Go through the records and show each line where the word "contracts" occurs.

☆ ☆ ☆ ☆ ☆ ☆ ☆

PR #257, opened 2026-09-07
fix #256 & full review pass + optimization on normalization

### LINKED ISSUE #256: Cross base normalization doesn't fully normalize

Pro7ech:
- **new:** CPU-only overwrite and fused extraction hooks with scalar defaults (`I64NormalizeOps` is required when reusing the shared CPU loops), exact integer-oracle tests (595,210 boundary cases across usual and extreme base widths by default; the full 285,149,916-case sweep is ignored), SIMD parity coverage, and cross-base Criterion benchmarks (`--bench normalize`).
- **changed:** Fix [#256](https://github.com/poulpy-fhe/poulpy/issues/256) (cross-base limb ranges), same-base and cross-base truncation rounding and offsets, and wide add/sub normalization; validate extraction slice lengths before writing; reduce memory passes, block serial i64 cross-base calls, and retain vector kernels when same-base truncation drops at most one limb.
- **removed:** Duplicated wide assignment loops, obsolete helpers and redundant output zeroing.
- **others:** Keep HAL backend agnostic: CPU fusion policy, kernels and parity tests live in `poulpy-cpu-ref`; document input bounds, add test-only `dashu-int`, and restore NEON Rayon VMP forwarding.
- **defered:** Native AVX-512/IFMA/NEON validation and further reduction of cross-base normalization overhead.

## Correctness fixes

- **[#256](https://github.com/poulpy-fhe/poulpy/issues/256), cross-base output limbs outside the normalized range:** combining signed sub-digits could leave their sum outside `[-2^(res_base2k-1), 2^(res_base2k-1))`, even when it represented the correct value. For example, an accumulated `-9` at `res_base2k=4` must become digit `7` with carry `-1` into the next more significant limb. The fix centers every completed output limb and propagates its carry before advancing, including partial final limbs and limb 0 before returning; carry beyond limb 0 is discarded modulo one. CPU implementations can perform this centering in the last extraction pass. This covers shared vector/coefficient loops and the wide NTT4x30 copies.

- **Incorrect rounding when dropping precision:** the old loops could round discarded limbs successively and return the wrong nearest value. With `a_base2k=res_base2k=2`, input `[0,1,2]` represents `3/32`; reducing it to one output limb at offset 0 incorrectly returned `[1]` (`1/4`) instead of `[0]`. The exact bit reader now handles cross-base truncation and same-base truncation dropping more than one limb, propagating carries exactly and rounding once at the destination precision, with ties toward positive infinity. Same-base calls dropping at most one limb keep the existing kernels because they already perform only one rounding step. Integer-oracle regressions check the value independently; limb-bound tests separately check the normalized range.

- **Short source or carry slices could cause out-of-bounds SIMD access:** narrow and wide extraction now validate lengths before any writes on reference, AVX2, AVX-512, IFMA and NEON backends, including Rayon forwarding.

## Performance

Against **original `origin/main` (`9361627e`)**, the recorded 4,800-case bounded-input sweep (before the slice-length guards and CPU/HAL separation) takes **49.2% more time** geometrically: **+1.8% same-base2k**, **+64.2% cross-base2k**. Big normalization separately:

| Backend | Same-base2k time change | Cross-base2k time change |
|---|---:|---:|
| FFT64 reference | +1.5% | +98.0% |
| FFT64 AVX2 | +2.2% | +87.6% |
| NTT4x30 reference | +1.3% | +15.4% |
| NTT4x30 AVX2 | +5.7% | +7.1% |

## Added lines by purpose

| Area | Added | Removed | Purpose |
|---|---:|---:|---|
| Shared CPU normalization and scalar kernels | 572 | 334 | Exact rounding, limb scheduling, carry propagation, scalar extraction, CPU hooks and coefficient blocking. |
| SIMD kernels | 496 | 51 | Overwrite and fused extraction, wide arithmetic fixes and scalar fallbacks. |
| Traits and backend integration | 519 | 30 | CPU hook implementations and forwarding across reference, SIMD and Rayon backends; HAL contracts stay backend agnostic. |
| Tests | 1,520 | 130 | Integer oracle, exhaustive cases, regressions, CPU kernel parity and coefficient/range checks. |
| Benchmarks | 198 | 18 | Parameter sweep, bounded inputs and the Criterion benchmark target. |
| Documentation | 42 | 0 | Benchmark instructions, API contracts and CHANGELOG. |
| Build configuration | 5 | 1 | Test oracle dependency, lockfile entries and manifest formatting. |
| Other compatibility fix | 16 | 0 | Restore NEON Rayon VMP selected-row forwarding. |
| **Total** | **3,368** | **564** | **Net increase: 2,804 lines.** |

### DIFF
--- a/poulpy-cpu-avx/src/ntt4x30/vec_znx_big.rs
+++ b/poulpy-cpu-avx/src/ntt4x30/vec_znx_big.rs
@@ -1,6 +1,6 @@
 //! Large-coefficient (i128) ring element vector support for [`NTT4x30Avx`](super::NTT4x30Avx).
 //!
-//! The shared `poulpy-hal` NTT4x30 defaults rely on backend-provided `I128BigOps`
+//! The shared `poulpy-cpu-ref` NTT4x30 defaults rely on backend-provided `I128BigOps`
 //! and `I128NormalizeOps` hooks for vectorized i128 operations.
 
 use super::{
@@ -93,6 +93,24 @@ impl BigWordHadamardProduct for NTT4x30Avx {
 }
 
 impl I128NormalizeOps for NTT4x30Avx {
+    fn znx_extract_digit_mul_i128(base2k: usize, lsh: usize, res: &mut [i64], src: &mut [i128]) {
+        assert!(src.len() >= res.len());
+        unsafe { super::vec_znx_big_avx::nfc_extract_normalize_avx2::<true, false>(base2k, lsh, base2k + lsh, res, src, &mut []) }
+    }
+
+    fn znx_extract_digit_addmul_normalize_i128<const OVERWRITE: bool>(
+        base2k: usize,
+        lsh: usize,
+        res_base2k: usize,
+        res: &mut [i64],
+        src: &mut [i128],
+        carry: &mut [i128],
+    ) {
+        assert!(src.len() >= res.len());
+        assert!(carry.len() >= res.len());
+        unsafe { super::vec_znx_big_avx::nfc_extract_normalize_avx2::<OVERWRITE, true>(base2k, lsh, res_base2k, res, src, carry) }
+    }
+
     #[inline(always)]
     fn nfc_middle_step(base2k: usize, lsh: usize, res: &mut [i64], a: &[i128], carry: &mut [i128]) {
         // SAFETY: NTT4x30Avx::new() verifies AVX2 availability at construction time.
@@ -121,25 +139,5 @@ impl I128NormalizeOps for NTT4x30Avx {
         } else {
             nfc_final_step_assign_scalar(base2k, lsh, res, carry);
         }
-    }
-}
-
-impl poulpy_hal::reference::znx::ZnxExtractDigitAddMulI128 for NTT4x30Avx {
-    fn znx_extract_digit_mul_i128(base2k: usize, lsh: usize, res: &mut [i64], src: &mut [i128]) {
-        assert!(src.len() >= res.len());
-        unsafe { super::vec_znx_big_avx::nfc_extract_normalize_avx2::<true, false>(base2k, lsh, base2k + lsh, res, src, &mut []) }
-    }
-
-    fn znx_extract_digit_addmul_normalize_i128<const OVERWRITE: bool>(
-        base2k: usize,
-        lsh: usize,
-        res_base2k: usize,
-        res: &mut [i64],
-        src: &mut [i128],
-        carry: &mut [i128],
-    ) {
-        assert!(src.len() >= res.len());
-        assert!(carry.len() >= res.len());
-        unsafe { super::vec_znx_big_avx::nfc_extract_normalize_avx2::<OVERWRITE, true>(base2k, lsh, res_base2k, res, src, carry) }
     }
 }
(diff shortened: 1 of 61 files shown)


poulpy-cpu-avx/src/ntt4x30/vec_znx_big.rs
```diff
@@ -123,3 +123,20 @@ impl I128NormalizeOps for NTT4x30Avx {
         }
     }
 }
+
+impl poulpy_hal::reference::znx::ZnxExtractDigitAddMulI128 for NTT4x30Avx {
+    fn znx_extract_digit_mul_i128(base2k: usize, lsh: usize, res: &mut [i64], src: &mut [i128]) {
```
jdumezy: It appears the new safe methods enter unchecked kernels without validating source/carry lengths. Passing a four-element destination and one-element source changed three elements outside the source slice before panicking. With a smaller allocation, this becomes out-of-bounds memory access. AVX512/Neon would need the same protection.

Pro7ech: The ARM / AVX512 paths still need to be validated

poulpy-hal/src/reference/znx/mod.rs
```diff
@@ -92,50 +92,108 @@ pub trait ZnxSwitchRing {
...
     fn znx_extract_digit_addmul(base2k: usize, lsh: usize, res: &mut [i64], src: &mut [i64]);
-}
 
+    /// Extracts a shifted digit into `res`, replacing its previous contents.
+    fn znx_extract_digit_mul(base2k: usize, lsh: usize, res: &mut [i64], src: &mut [i64]);
+
+    /// Extracts and adds a digit, then centers `res + carry` in the output base.
+    /// Requires `1 <= res_base2k <= 62`, both accumulated sums to fit in i64,
+    /// and their centered subtraction to fit in i64.
+    fn znx_extract_digit_addmul_normalize<const OVERWRITE: bool>(
```
jdumezy: The new fused extraction methods and FUSE_NORMALIZE switch put backend optimization choices into HAL and require custom backends to accommodate them. Is that intended?

poulpy-cpu-ref/src/reference/vec_znx/normalize.rs
jdumezy, line 1: The test performs 285149916 normalization calls, with bigint checks for each. It exceeded a 60-second isolated run on my machine.

poulpy-cpu-avx/src/ntt4x30/vec_znx_big.rs
jdumezy: I validated the AVX512 and ARM paths. Still need, like for AVX, to validate source and carry lengths before entering SIMD.

poulpy-cpu-ref/src/reference/vec_znx/normalize.rs
Pro7ech: You know it's a lot when it's more than the number of spy TVs from LG in circulation. No srsly, I agree it's a lot, but the aim was to be 100% exhaustive, because #256 wasn't caugth because of non exhaustive tests. I'll see what I can do to reduce that.

Pro7ech: Fixed

jdumezy (approved):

☆ ☆ ☆ ☆ ☆ ☆ ☆

**Answer section:**
| Traits and backend integration | 519 | 30 | CPU hook implementations and forwarding across reference, SIMD and Rayon backends; HAL contracts stay backend agnostic. |
| Documentation | 42 | 0 | Benchmark instructions, API contracts and CHANGELOG. |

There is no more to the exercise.